About your new album: What does Verismo actually mean to you? Is that a term as flexible as Belcanto?

Beczala: For me, Verismo has to do with honest, direct, more expressive, not artificial art and emotion. Almost the opposite of Belcanto, which is neat, structured, clear. Verismo operas often include performance instructions in the score, such as "con dolore" or "con fuoco". For me, this is not a change of subject, but an expansion of the repertoire.

You once said that you overused your voice at the beginning of your career. Is this now the return to beloved roles, but technically secured?

Beczala: Yes and no . At the age of 20 I gave up my professor Sena Jurinac's advice on Puccinis Cavaradossi and started with Mozart's Tamino. I sang Cavaradossi's arias, even with success with my colleagues, but not the whole lot. With Tamino, I would not have left this impression on the women ... It is difficult to tell whether you are doing it right with Verismo. Thank goodness I have my wife as a critical listener. With Verismo, the tone doesn't have to be beautiful for yourself. There is something robust, primitive, animalistic about it. Only when the sound is projected into the hall does it gain quality and beauty after a few meters. The voice seems to roll from left to right in a kind of free space.

Are there any verismo games that do not suit you, apart from the voice? The bandit Dick Johnson in Puccini's "La fanciulla del West"? Piotr Beczala in cowboy outfit?

Beczala: The whole opera is bizarre (laughs). There is nothing royale in verismo, nothing noble of the kind that I usually deal with. If so, then the blue flowers are the bad, broken. The noble gives the voice beauty, roundness, also the perfumed. But I could sing everything that I recorded here on stage. Cowboy hat or a Sicilian hat in "Cavalleria rusticana" is problematic for me for other reasons: I am not a fan of headgear. Incidentally, this also applies to cylinders.

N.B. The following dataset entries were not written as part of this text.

PR #3786, opened 2019-10-30
Add streaming custom data support to LiveTradingDataFeed

### LINKED ISSUE #3785: Add streaming custom data support to LiveTradingDataFeed
#### Expected Behavior
`LiveTradingDataFeed` supports streaming custom data types

#### Actual Behavior
`LiveTradingDataFeed` does not support streaming custom data types

#### Potential Solution
n/a

#### Reproducing the Problem
n/a

#### System Information
n/a

#### Checklist

StefanoRaggi:
#### Description
- Added `SubscriptionTransportMedium.Streaming`
- Set `SubscriptionTransportMedium.Streaming` in live mode for the following classes:
  - `Tick`, `TradeBar`, `QuoteBar`, `OpenInterest`, `TiingoNews`, `PsychSignalSentiment`
- Updated `LiveTradingDataFeed` to handle streaming of live custom data

#### Related Issue
Closes #3785 

#### Motivation and Context
Enable streaming of custom data in the cloud.

No,

- New unit tests
- Live algorithm receiving PsychSignal custom data

#### Types of changes

#### Checklist:

### DIFF
--- a/Common/Data/Custom/Tiingo/TiingoNews.cs
+++ b/Common/Data/Custom/Tiingo/TiingoNews.cs
@@ -102,6 +102,12 @@ namespace QuantConnect.Data.Custom.Tiingo
         /// <returns>The <see cref="SubscriptionDataSource"/> instance to use</returns>
         public override SubscriptionDataSource GetSourceForAnIndex(SubscriptionDataConfig config, DateTime date, string index, bool isLiveMode)
         {
+            if (isLiveMode)
+            {
+                // this data type is streamed in live mode
+                return new SubscriptionDataSource(string.Empty, SubscriptionTransportMedium.Streaming);
+            }
+
             var source = Path.Combine(
                 Globals.DataFolder,
                 "alternative",
--- a/Common/Data/Custom/Tiingo/TiingoNews.cs
+++ b/Common/Data/Custom/Tiingo/TiingoNews.cs
@@ -132,12 +132,8 @@ namespace QuantConnect.Data.Custom.Tiingo
         {
             if (isLiveMode)
             {
-                var tiingoTicker = TiingoSymbolMapper.GetTiingoTicker(config.Symbol);
-                var url = Invariant($"https://api.tiingo.com/tiingo/news?tickers={tiingoTicker}&startDate={date:yyyy-MM-dd}&token={Tiingo.AuthCode}&sortBy=crawlDate");
-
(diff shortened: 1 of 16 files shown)


Common/Data/Custom/Tiingo/TiingoNews.cs
```diff
@@ -102,6 +102,12 @@ public class TiingoNews : IndexedBaseData
         /// <returns>The <see cref="SubscriptionDataSource"/> instance to use</returns>
         public override SubscriptionDataSource GetSourceForAnIndex(SubscriptionDataConfig config, DateTime date, string index, bool isLiveMode)
         {
+            if (isLiveMode)
```
Martin-Molinero: `GetSource` will be called first and based on it `GetSourceForAnIndex` _might_ be called (for example for backtesting -> `FileFormat.Index` ) - So I think we want this `if` there?

StefanoRaggi: Oops! the change was actually meant to be in `GetSource` :)

Engine/DataFeeds/LiveTradingDataFeed.cs
```diff
@@ -324,50 +329,56 @@ protected Subscription CreateDataSubscription(SubscriptionRequest request)
...
-                                tickEnumerator.Enqueue(data);
-                                subscription.OnNewDataAvailable();
-                                if (tick.TickType != TickType.OpenInterest)
+                        case nameof(Tick):
+                        default:
+                            // tick or streaming custom data subscriptions can pass right through
+                            var tickEnumerator = new EnqueueableEnumerator<BaseData>();
+
+                            _exchange.AddDataHandler(
+                                request.Configuration.Symbol,
```
Martin-Molinero: One thing to note is that for custom subscriptions, this `Symbol` instance might have an `underlying` which is **used for equality** (https://github.com/QuantConnect/Lean/blob/master/Common/SecurityIdentifier.cs#L754) and the incoming data might not have the underlying set, so we need to assert the `underlying` is set in the data producer or remove it here  🤔

StefanoRaggi: I think the data producer should be responsible for generating the correct symbol identifiers and setting the underlying symbol if required. If the symbol in the incoming data doesn't have the underlying set, the data handler will not be called and this is expected behavior, right?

They often express themselves about excesses of the so-called director's theater. Do you feel safer in Italian than at Wagner, where more experiments are common?

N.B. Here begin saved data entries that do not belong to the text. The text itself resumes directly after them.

PR #3800, opened 2019-11-04
Adds EndTime to PsychSignalSentiment

### LINKED ISSUE #3798: PsychSignalSentiment does not set time Period and live offset delay
#### Expected Behavior

We model reality as close as possible
#### Actual Behavior

PsychSignal currently sets `Time` as `EndTime` and no `Period` is set.
Additionally, there is no fixed live offset delay (i.e. delay from when time changes to XX:YY and until the data is available to get from the API)
#### Potential Solution

Introduced a fixed offset for PsychSignal and correctly model Time/EndTime
#### Reproducing the Problem

N/A
#### System Information

N/A
#### Checklist

gsalaz98:
#### Description

Previously, we would only set the `Time` property, which `EndTime` would set for us. However, we had no frame of reference as to when the data was began being aggregated. 

In addition to this, we had no mechanism to model the delay from the API when retrieving data from it. I have set this delay to zero for the meanwhile.

#### Related Issue

Closes #3798 
#### Motivation and Context

Live trading reconciliation

No

Local regression tests and cloud testing
#### Types of changes

#### Checklist:

### DIFF
--- a/Common/Data/Custom/PsychSignal/PsychSignalSentiment.cs
+++ b/Common/Data/Custom/PsychSignal/PsychSignalSentiment.cs
@@ -47,7 +47,7 @@ namespace QuantConnect.Data.Custom.PsychSignal
         /// Time it takes for data to become available on the PsychSignal API after
         /// the time advances to the next minute
         /// </summary>
-        public static TimeSpan FixedLiveOffset { get; set; } = TimeSpan.FromSeconds(0);
+        public static TimeSpan FixedLiveOffset { get; set; } = TimeSpan.FromSeconds(15);
 
         /// <summary>
         /// Bullish intensity as reported by psychsignal
--- a/Common/Data/Custom/PsychSignal/PsychSignalSentiment.cs
+++ b/Common/Data/Custom/PsychSignal/PsychSignalSentiment.cs
@@ -34,8 +34,8 @@ namespace QuantConnect.Data.Custom.PsychSignal
         /// the time it should be emitted in backtesting/live trading
         /// </summary>
         public override DateTime EndTime {
-            get { return Time + Period + FixedLiveOffset; }
-            set { Time = value - Period; }
+            get { return Time.Add(Period).Add(FixedLiveOffset); }
+            set { Time = value.Subtract(Period); }
         }
 
         /// <summary>
@@ -173,7 +173,7 @@ namespace QuantConnect.Data.Custom.PsychSignal
         {
             return new PsychSignalSentiment
             {
-                EndTime = EndTime,
+                Time = Time,
                 Symbol = Symbol,
                 BullIntensity = BullIntensity,
                 BearIntensity = BearIntensity,
--- a/Common/Data/Custom/PsychSignal/PsychSignalSentiment.cs
+++ b/Common/Data/Custom/PsychSignal/PsychSignalSentiment.cs
@@ -33,9 +33,10 @@ namespace QuantConnect.Data.Custom.PsychSignal
         /// The EndTime of the bar represents the time the data ended and
         /// the time it should be emitted in backtesting/live trading
         /// </summary>
-        public override DateTime EndTime {
-            get { return Time.Add(Period).Add(FixedLiveOffset); }
-            set { Time = value.Subtract(Period); }
+        public override DateTime EndTime
+        {
+            get { return Time + Period + FixedLiveOffset; }
+            set { Time = value - Period; }
         }
 
         /// <summary>
@@ -47,7 +48,7 @@ namespace QuantConnect.Data.Custom.PsychSignal
         /// Time it takes for data to become available on the PsychSignal API after
         /// the time advances to the next minute
         /// </summary>
-        public static TimeSpan FixedLiveOffset { get; set; } = TimeSpan.FromSeconds(15);
+        private static readonly TimeSpan FixedLiveOffset = TimeSpan.FromSeconds(15);
 
         /// <summary>
         /// Bullish intensity as reported by psychsignal
--- a/Common/Data/Custom/PsychSignal/PsychSignalSentiment.cs
+++ b/Common/Data/Custom/PsychSignal/PsychSignalSentiment.cs
@@ -30,6 +30,26 @@ namespace QuantConnect.Data.Custom.PsychSignal
     public class PsychSignalSentiment : BaseData
     {
         /// <summary>
+        /// The EndTime of the bar represents the time the data ended and
+        /// the time it should be emitted in backtesting/live trading
+        /// </summary>
+        public override DateTime EndTime {
+            get { return Time + Period + FixedLiveOffset; }
+            set { Time = value - Period; }
+        }
+
+        /// <summary>
+        /// Time from the start of the bar until the end of the bar per each data point
+        /// </summary>
+        public TimeSpan Period { get; set; } = TimeSpan.FromMinutes(1);
+
+        /// <summary>
+        /// Time it takes for data to become available on the PsychSignal API after
+        /// the time advances to the next minute
+        /// </summary>
+        public static TimeSpan FixedLiveOffset { get; set; } = TimeSpan.FromSeconds(0);
+
+        /// <summary>
         /// Bullish intensity as reported by psychsignal
         /// </summary>
         public decimal BullIntensity { get; set; }
@@ -127,7 +147,7 @@ namespace QuantConnect.Data.Custom.PsychSignal
 
                 return new PsychSignalSentiment
                 {
-                    Time = timestamp,
+                    EndTime = timestamp,
                     Symbol = config.Symbol,
                     BullIntensity = bullIntensity,
                     BearIntensity = bearIntensity,
@@ -153,7 +173,7 @@ namespace QuantConnect.Data.Custom.PsychSignal
         {
             return new PsychSignalSentiment
             {
-                Time = Time,
+                EndTime = EndTime,
                 Symbol = Symbol,
                 BullIntensity = BullIntensity,
                 BearIntensity = BearIntensity,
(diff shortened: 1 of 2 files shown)


Common/Data/Custom/PsychSignal/PsychSignalSentiment.cs
```diff
@@ -29,6 +29,26 @@ namespace QuantConnect.Data.Custom.PsychSignal
...
+        /// <summary>
+        /// Time from the start of the bar until the end of the bar per each data point
+        /// </summary>
+        public TimeSpan Period { get; set; } = TimeSpan.FromMinutes(1);
+
+        /// <summary>
+        /// Time it takes for data to become available on the PsychSignal API after
+        /// the time advances to the next minute
+        /// </summary>
+        public static TimeSpan FixedLiveOffset { get; set; } = TimeSpan.FromSeconds(0);
```
Jay-Jay-D: ¿Can you please explain this property?

jaredbroad: In live trading the bars appear 15s after the minute; we should make backtesting model this as closely as possible. We could set it to 15s now so backtesting accurately modeled...

Martin-Molinero:
- Lean is using `EndTime` so there shouldn't be an issue since the end times are always going forward
- Since the offset is less than the data resolution ( Minute right? ) it might be rounded down, see https://github.com/QuantConnect/Lean/blob/master/Engine/DataFeeds/SubscriptionData.cs#L65 where we will round down before emitting - I think this could potentially happen in other places too.
 - The overlapping could confuse users.

Could we use a 1 minute offset instead? Would be pessimistic but would avoid these issues

gsalaz98:
> 
> 
>     * Lean is using `EndTime` so there shouldn't be an issue since the end times are always going forward
> 
>     * Since the offset is less than the data resolution ( Minute right? ) it might be rounded down, see https://github.com/QuantConnect/Lean/blob/master/Engine/DataFeeds/SubscriptionData.cs#L65 where we will round down before emitting - I think this could potentially happen in other places too.
> 
>     * The overlapping could confuse users.
> 
> 
> Could we use a 1 minute offset instead? Would be pessimistic but would avoid these issues

Solely based on the fact that we will have time rounded down on us is enough to set a 1 minute offset. However, we should try to also aim to model live trading as accurately as possible. I'd like to discuss a solution with you if possible since there's a lot to consider here 👍

Martin-Molinero:
- @gsalaz98 reviewed the stack and it seems that the only sticky point would be consolidators not being triggered https://github.com/QuantConnect/Lean/blob/master/Engine/AlgorithmManager.cs#L1277 which do not exist today.
- My round down comment isn't valid because its applied on the data.Time and the offset is in the data.EndTime - see https://github.com/QuantConnect/Lean/blob/master/Engine/DataFeeds/SubscriptionData.cs#L65 closely
- Regarding history requests specifying bar counts as periods https://github.com/QuantConnect/Lean/blob/master/Algorithm/QCAlgorithm.History.cs#L199, since the underlying implementation uses resolution it might cause it to not include some data point, since end time might be after, but note that PsychSignalSentiment is flagged as sparse data too, so the behavior of this api call wouldn't be that deterministic either way

jaredbroad:
Any feedback on the Travis errors?

```Errors and Failures:
1) Test Failure : QuantConnect.Tests.Engine.DataFeeds.LiveTradingDataFeedTests.HandlesAllTypes(AAPL.TiingoNews R735QTJ8XC9W,Hour,1,0,0,0,0,48,False)
     Expected: 48
  But was:  47

at QuantConnect.Tests.Engine.DataFeeds.LiveTradingDataFeedTests.HandlesAllTypes (QuantConnect.Symbol symbol, QuantConnect.Resolution resolution, System.Int32 days, System.Int32 expectedTicksReceived, System.Int32 expectedTradeBarsReceived, System.Int32 expectedQuoteBarsReceived, System.Int32 expectedAuxPointsReceived, System.Int32 expectedCustomPointsReceived, System.Boolean shouldThrowException) [0x00ab0] in <81539c702ded4bbc88110d66c72d5b06>:0

2) Test Failure : QuantConnect.Tests.Engine.DataFeeds.LiveTradingDataFeedTests.HandlesAllTypes(AAPL.TiingoNews R735QTJ8XC9W,Minute,1,0,0,0,0,120,False)
     Expected: 120
  But was:  119

at QuantConnect.Tests.Engine.DataFeeds.LiveTradingDataFeedTests.HandlesAllTypes (QuantConnect.Symbol symbol, QuantConnect.Resolution resolution, System.Int32 days, System.Int32 expectedTicksReceived, System.Int32 expectedTradeBarsReceived, System.Int32 expectedQuoteBarsReceived, System.Int32 expectedAuxPointsReceived, System.Int32 expectedCustomPointsReceived, System.Boolean shouldThrowException) [0x00ab0] in <81539c702ded4bbc88110d66c72d5b06>:0

3) Test Failure : QuantConnect.Tests.Engine.DataFeeds.LiveTradingDataFeedTests.HandlesAllTypes(AAPL.TiingoNews R735QTJ8XC9W,Tick,1,0,0,0,0,24,False)
     Expected: 24
  But was:  23

at QuantConnect.Tests.Engine.DataFeeds.LiveTradingDataFeedTests.HandlesAllTypes (QuantConnect.Symbol symbol, QuantConnect.Resolution resolution, System.Int32 days, System.Int32 expectedTicksReceived, System.Int32 expectedTradeBarsReceived, System.Int32 expectedQuoteBarsReceived, System.Int32 expectedAuxPointsReceived, System.Int32 expectedCustomPointsReceived, System.Boolean shouldThrowException) [0x00ab0] in <81539c702ded4bbc88110d66c72d5b06>:0
```

Common/Data/Custom/PsychSignal/PsychSignalSentiment.cs
```diff
@@ -29,6 +29,26 @@ namespace QuantConnect.Data.Custom.PsychSignal
     /// </summary>
     public class PsychSignalSentiment : BaseData
     {
+        /// <summary>
+        /// The EndTime of the bar represents the time the data ended and
+        /// the time it should be emitted in backtesting/live trading
+        /// </summary>
+        public override DateTime EndTime {
+            get { return Time.Add(Period).Add(FixedLiveOffset); }
+            set { Time = value.Subtract(Period); }
```
mchandschuh: This property syntax doesn't seem to follow the rest of the code base which would place the opening brace on it's own line. What you have here is reminiscent of the K&R bracing style common in c/c++ and javascript

Common/Data/Custom/PsychSignal/PsychSignalSentiment.cs
```diff
@@ -29,6 +29,26 @@ namespace QuantConnect.Data.Custom.PsychSignal
...
+        }
+
+        /// <summary>
+        /// Time from the start of the bar until the end of the bar per each data point
+        /// </summary>
+        public TimeSpan Period { get; set; } = TimeSpan.FromMinutes(1);
```
mchandschuh: @jaredbroad  -- I still think we should have done `BaseData.Period` :P

Common/Data/Custom/PsychSignal/PsychSignalSentiment.cs
```diff
@@ -29,6 +29,26 @@ namespace QuantConnect.Data.Custom.PsychSignal
...
+
+        /// <summary>
+        /// Time it takes for data to become available on the PsychSignal API after
+        /// the time advances to the next minute
+        /// </summary>
+        public static TimeSpan FixedLiveOffset { get; set; } = TimeSpan.FromSeconds(15);
```
mchandschuh: Does this need to be public? This sounds like a particular implementation detail that the rest of the system should be none-the-wiser of. In fact, we would typically handle offsets like this simply via `Reader`. That being said, I do like having it explicit and the accompanying documentation. 👍  -- I think this should _minimally_ be `readonly` -- but ideally it would:

``` csharp
private static readonly TimeSpan FixedLiveOffset = TimeSpan.FromSeconds(15);
```

Also, the comments about the synchronizer's round-down behavior is tough. The issue is that the round down interval is the fill-forward interval which is dependent on _all_ subscriptions and not just this one. An interesting hack that could be done is we could provide this type a dedicated entry in `market-hours-database.json` with a time zone offset that accounts for the 15 seconds :P -- totally untested idea -- but methinks it would work and avoid coupling w/ other subscription resolution's in the algorithm.

Common/Data/Custom/PsychSignal/PsychSignalSentiment.cs
```diff
@@ -122,7 +142,7 @@ public override BaseData Reader(SubscriptionDataConfig config, string line, Date
 
                 return new PsychSignalSentiment
                 {
-                    Time = timestamp,
+                    EndTime = timestamp,
```
mchandschuh: A note for posterity... in LEAN, the `EndTime` is the *only* time that matters. We don't (or at least _shouldn't_) use the `Time` property for anything in the engine.

gsalaz98:
After some thought and inspection, I'm pretty sure that the test is failing because of my changes 😢 

Probably with the time advances, we can't squeeze in an additional data point per day, causing the number of points to drop from 24 to 23, 48 to 47, and 120 to 119. 

This is backed up by the fact that the `FuncDataQueueHandler` uses `PsychSignalSentiment` as the custom data to emit, and sets the `EndTime` parameter, causing it to be advanced 15s into the future:

https://github.com/QuantConnect/Lean/blob/cf1b6c340aae834058827db4c3c9a6cbbf98ad9b/Tests/Engine/DataFeeds/LiveTradingDataFeedTests.cs#L1319-L1345

@StefanoRaggi - Could you please review the test to see if my changes are the source of the test failing?

StefanoRaggi:
@gsalaz98 Given that the `EndTime` is being shifted 15 seconds forward, I believe the expected count should be one less, as reported by the failing test.
BTW, the tests were updated recently to throw for `PsychSignal` (as unsupported streaming data), in fact the `PsychSignalSentiment` tests are passing -- the `TiingoNews` tests are failing because the data type enqueued is `PsychSignalSentiment` in both cases 😃 
I think the test should be updated to enqueue the correct data type.

Common/Data/Custom/PsychSignal/PsychSignalSentiment.cs
Martin-Molinero: I believe the fill-forward interval should be provided directly from the subscription configuration https://github.com/QuantConnect/Lean/blob/master/Engine/DataFeeds/SubscriptionCollection.cs#L153 so it shouldn't be affected by this interval being directly added to the end time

Beczala: I don't know. I haven't had that much experience with Wagner yet. Perhaps it is even worse in Italian because some operas are performed so often that the directors put themselves under artificial pressure. That's why I sing so often in the United States. There the danger is not so great that you have to stand on stage in a terrible production. If you split the engagements across Europe and America, you can deal with directing quite well.

Are you recovering from Europe in America?

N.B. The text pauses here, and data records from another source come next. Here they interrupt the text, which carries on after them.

PR #3812, opened 2019-11-08
Fix IB Forex zero conversion rates

### LINKED ISSUE #3811: Conversion rates not available for some Forex currencies with IB
#### Expected Behavior
Conversion rates for valid Forex pairs should always be available.

#### Actual Behavior
Conversion rates for a few currencies such as `SGD` and `HUF` cannot be set when deploying to the IB brokerage.

#### Potential Solution
The default **"market"** for IB Forex symbols is currently set to `Market.FXCM`.
As already mentioned in #3731, Oanda supports many more FX pairs than FXCM, so the solution could be to update the IB brokerage and brokerage model to use `Market.Oanda` instead of `Market.FXCM`.

#### Reproducing the Problem
- Deploy any algorithm to an IB account with some cash in `SGD`.
- At cash sync time -- or simply calling this method:
``` C#
Portfolio.CashBook.ConvertToAccountCurrency(100, "SGD")
```
the algorithm will be terminated with the following error:
```
System.ArgumentException: The conversion rate for SGD is not available.
```
This happens because there is no `USDSGD` symbol available with the FXCM market and the conversion rate for `SGD` is zero.

#### System Information
n/a

#### Checklist

StefanoRaggi:
#### Description
- Updated `InteractiveBrokersBrokerage` and `InteractiveBrokersBrokerageModel` to use `Market.Oanda` instead of `Market.FXCM` when generating Forex symbols.
- Fixed a bug where the default brokerage model was being cached in the  `CurrencySubscriptionDataConfigManager` instead of the actual brokerage model set in the algorithm.

#### Related Issue
Closes #3811 

#### Motivation and Context
- Algorithm runtime error at cash sync time with algorithm deployed to IB with `SGD` or `HUF` cash in the account.

No.

- Converted some cash to SGD in the IB account
- Verified that the conversion rate is zero and the exception is thrown with current `master` code
- Verified that the conversion rate is non-zero and no exception is thrown using the PR code

#### Types of changes

#### Checklist:

### DIFF
--- a/Brokerages/InteractiveBrokers/InteractiveBrokersBrokerage.cs
+++ b/Brokerages/InteractiveBrokers/InteractiveBrokersBrokerage.cs
@@ -2173,7 +2173,7 @@ namespace QuantConnect.Brokerages.InteractiveBrokers
         {
             var securityType = ConvertSecurityType(contract);
             var ibSymbol = securityType == SecurityType.Forex ? contract.Symbol + contract.Currency : contract.Symbol;
-            var market = securityType == SecurityType.Forex ? Market.FXCM : Market.USA;
+            var market = securityType == SecurityType.Forex ? Market.Oanda : Market.USA;
 
             if (securityType == SecurityType.Future)
             {
@@ -2479,7 +2479,7 @@ namespace QuantConnect.Brokerages.InteractiveBrokers
 
             return
                 (securityType == SecurityType.Equity && market == Market.USA) ||
-                (securityType == SecurityType.Forex && market == Market.FXCM) ||
+                (securityType == SecurityType.Forex && market == Market.Oanda) ||
                 (securityType == SecurityType.Option && market == Market.USA) ||
                 (securityType == SecurityType.Future);
         }
--- a/Brokerages/InteractiveBrokers/InteractiveBrokersBrokerage.cs
+++ b/Brokerages/InteractiveBrokers/InteractiveBrokersBrokerage.cs
@@ -2173,7 +2173,8 @@ namespace QuantConnect.Brokerages.InteractiveBrokers
         {
             var securityType = ConvertSecurityType(contract);
             var ibSymbol = securityType == SecurityType.Forex ? contract.Symbol + contract.Currency : contract.Symbol;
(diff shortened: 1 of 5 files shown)


Brokerages/InteractiveBrokers/InteractiveBrokersBrokerage.cs
```diff
@@ -2479,7 +2479,7 @@ private bool CanSubscribe(Symbol symbol)
 
             return
                 (securityType == SecurityType.Equity && market == Market.USA) ||
-                (securityType == SecurityType.Forex && market == Market.FXCM) ||
+                (securityType == SecurityType.Forex && market == Market.Oanda) ||
                 (securityType == SecurityType.Option && market == Market.USA) ||
                 (securityType == SecurityType.Future);
```
Martin-Molinero: Maybe to avoid the duplication, could we use the `InteractiveBrokersBrokerageModel.DefaultMarketMap` directly for these checks and the one above (L2176)?

Tests/QuantConnect.Tests.csproj
```diff
@@ -756,7 +756,7 @@
       <CopyToOutputDirectory>PreserveNewest</CopyToOutputDirectory>
     </Content>
     <Content Include="TestData\FredVixData.json">
-      <CopyToOutputDirectory>Always</CopyToOutputDirectory>
+      <CopyToOutputDirectory>PreserveNewest</CopyToOutputDirectory>
```
Martin-Molinero: Nice one 👍

Brokerages/InteractiveBrokers/InteractiveBrokersBrokerage.cs
StefanoRaggi: Updated `MapSymbol` to reuse the `DefaultMarketMap`, but I would leave `Subscribe` as is for a few reasons:
- CFD trading with IB is not officially supported/tested
- With futures we are currently allowing all markets (will probably have to get back to this when we'll start addressing international markets)
- `Subscribe` is only called when deploying with the IB feed (but not with the QC feed)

Beczala: I have no problems even with the weirdest productions. But that has to stay in the right frame. You can compare it to food. Everything tastes the same in America, there are large portions, but few refinements. It's fun for a while. In Europe you get into haute cuisine, which can be very interesting, but otherwise ... Modern directing is almost like molecular cuisine. Mini steaks taste like cucumbers and vice versa, there are salmon trout balls and so on. Now and then as an adventure, that's okay. But you cannot feed on it every day. You either go crazy or starve.

What do you miss most right now?

Beczala: The audience! In the beginning it was like a holiday mood. I can really relax after decades. I don't have to have anything. I now work a little bit on “Aida” every two days, on songs - but without coercion. I enjoy that. But you can't be lazy, I have to stay in training. I also like to be in the kitchen. I just baked a corona cake. There were a few rotten bananas and kiwis - and I thought: Just make something of it. I improvised. It is not a verismo cake, rather something light from the Belcanto.

The interview was conducted by Markus Thiel.